Alguém está a roncar


----------



## AndréFrade (23 Jun 2014 às 15:14)

Chuva muito forte neste momento.


----------



## GonçaloMPB (23 Jun 2014 às 15:19)

Pelo TagusPark tem sido um dia relativamente calmo. Ainda não choveu e ainda não ouvi barulho.


----------



## jorgeanimal (23 Jun 2014 às 15:19)

Começou a chover há 20 minutos e ouvem-se trovões a cada minuto. Alguns deles bem fortes.


----------



## AndréFrade (23 Jun 2014 às 15:21)

Os trovões sucedem-se, mas a precipitação muito forte abrandou. Chove fraco.


----------



## Leiga (23 Jun 2014 às 15:27)

Céu a ficar muito escuro por estes lados.


----------



## StormRic (23 Jun 2014 às 15:28)

Olá a todos os membros

Sou seguidor do meteopt desde há vários anos, a par do IPMA é o meu _site_ de abertura do _browser_, logo está tudo dito... . A minha colaboração vai ser essencialmente fotográfica. O meu posto de observação principal é em Carcavelos frente à praia, com uma vista do horizonte de 180º desde ESE a WNW (vejo desde o Bugio a Cascais e do Cabo Espichel à Caparica).
Depois de aprender como inserir imagens, vou mostrar o espectáculo da trovoada da noite 22/23 passada. Captei cerca de 80% das descargas eléctricas, durante as quase quatro horas que durou o evento. O lugar das observações é de primeira fila, por isso conto, sempre que esteja no meu "posto", colaborar com imagens praticamente em tempo real. Ocasionalmente também cubro as zonas de Lisboa, e do Cabo da Roca a Sintra.
Um abraço a todos e parabéns por um fórum e um trabalho dos seus membros espectacular!

Ricardo Alves da Silva


----------



## AnDré (23 Jun 2014 às 15:35)

StormRic disse:


> Olá a todos os membros
> 
> Sou seguidor do meteopt desde há vários anos, a par do IPMA é o meu _site_ de abertura do _browser_, logo está tudo dito... . A minha colaboração vai ser essencialmente fotográfica. O meu posto de observação principal é em Carcavelos frente à praia, com uma vista do horizonte de 180º desde ESE a WNW (vejo desde o Bugio a Cascais e do Cabo Espichel à Caparica).
> Depois de aprender como inserir imagens, vou mostrar o espectáculo da trovoada da noite 22/23 passada. Captei cerca de 80% das descargas eléctricas, durante as quase quatro horas que durou o evento. O lugar das observações é de primeira fila, por isso conto, sempre que esteja no meu "posto", colaborar com imagens praticamente em tempo real. Ocasionalmente também cubro as zonas de Lisboa, e do Cabo da Roca a Sintra.
> ...



Bem vindo ao meteoPT. 

Penso que o seguinte link o poderá ajudar:

 Como inserir imagens no forum

------------------------

*11mm *no Geofísico de Lisboa entre as 13h e as 14h.


----------



## david 6 (23 Jun 2014 às 15:35)

trovoada a SW, acumulado 11.3mm

bem vindo StormRic


----------



## Meteo Trás-os-Montes (23 Jun 2014 às 15:45)

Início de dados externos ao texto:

PR #207, opened 2018-11-06
 Allow all Unicode characters

### LINKED ISSUE #182: Forbid C1 control chars in any_char

stasm:
Fix #182, but differently. An alternative to #199.

### DIFF
--- a/syntax/grammar.mjs
+++ b/syntax/grammar.mjs
@@ -392,15 +392,13 @@ let Identifier =
 /* -------------------------------------------------------------------------- */
 /* Content Characters
  *
- * Translation content can be written using most Unicode characters, with the
- * exception of C0 control characters (but allowing tab), surrogate blocks and
- * non-characters (U+FFFE, U+FFFF).
+ * Translation content can be written using any Unicode characters. However,
+ * some characters are considered special depending on the type of content
+ * they're in. See text_char and quoted_char for more information.
  */
 
 let any_char =
-    either(
-        charset("\\u{9}\\u{20}-\\u{D7FF}\\u{E000}-\\u{FFFD}"),
-        charset("\\u{10000}-\\u{10FFFF}"));
+    charset("\\u{0}-\\u{10FFFF}");
 
 /* -------------------------------------------------------------------------- */
 /* Text elements
@@ -418,10 +416,11 @@ let special_text_char =
         string("{"),
         string("}"));
 
-let text_char =
+let text_char = defer(() =>
     and(
+        not(line_end),
         not(special_text_char),
-        any_char);
+        any_char));
 
 let indented_char =
     and(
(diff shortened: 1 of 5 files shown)


test/fixtures/any_char.ftl
```diff
@@ -0,0 +1,8 @@
+# ERROR       ↓ BEL, U+0007
```
Pike: Adjust the comments such that these aren't errors anymore? All of them in this file.

syntax/grammar.mjs
```diff
@@ -390,15 +390,13 @@ let Identifier =
 /* -------------------------------------------------------------------------- */
 /* Content Characters
  *
- * Translation content can be written using most Unicode characters, with the
- * exception of C0 control characters (but allowing tab), surrogate blocks and
- * non-characters (U+FFFE, U+FFFF).
+ * Translation content can be written using any Unicode characters. However,
+ * some characters are considered special depending on the type of content
+ * they're in. See text_char and quoted_char for more information.
```
Pike: Add a reference to recommendations.md here, too? Similar to how we link to valid.md in this file?

test/fixtures/any_char.ftl
stasm: Oops, thanks :)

Hoje por aqui não se passa nada! Depois de uma noite memorável esperava mais!


----------



## AndréFrade (23 Jun 2014 às 16:06)

Os trovões sucedem-se.


----------



## Pedro1993 (23 Jun 2014 às 16:32)

Isto por aqui esteve crítico, muita trovoada, chuva torrencial durante uma hora, passou agora a aguaceiros fracos. Um relâmpago, mesmo por cima de casa, que causou um clarão enorme nas tomadas eléctricas, o que fez disparar o quadro eléctrico, mas felizmente nao se estragou nada.

Á muito tempo que nao vi uma trovoada tão perto.

15.8 °C
Humidade- 97%
Chuva- 6.1 mm


----------



## jonas_87 (23 Jun 2014 às 16:45)

Boas

O céu andou/anda interessante.
Algumas fotos tiradas esta tarde, pelo concelho de Cascais.


----------



## stormy (23 Jun 2014 às 16:47)

Linda estrutura convectiva a chegar agora á Louriceira ( Arruda dos Vinhos), vinda de leste.

Uma enorme shelf cloud está-se a aproximar, e na dianteira do dowdraft há um Arcus com varios lowerings e fortes correntes ascendentes.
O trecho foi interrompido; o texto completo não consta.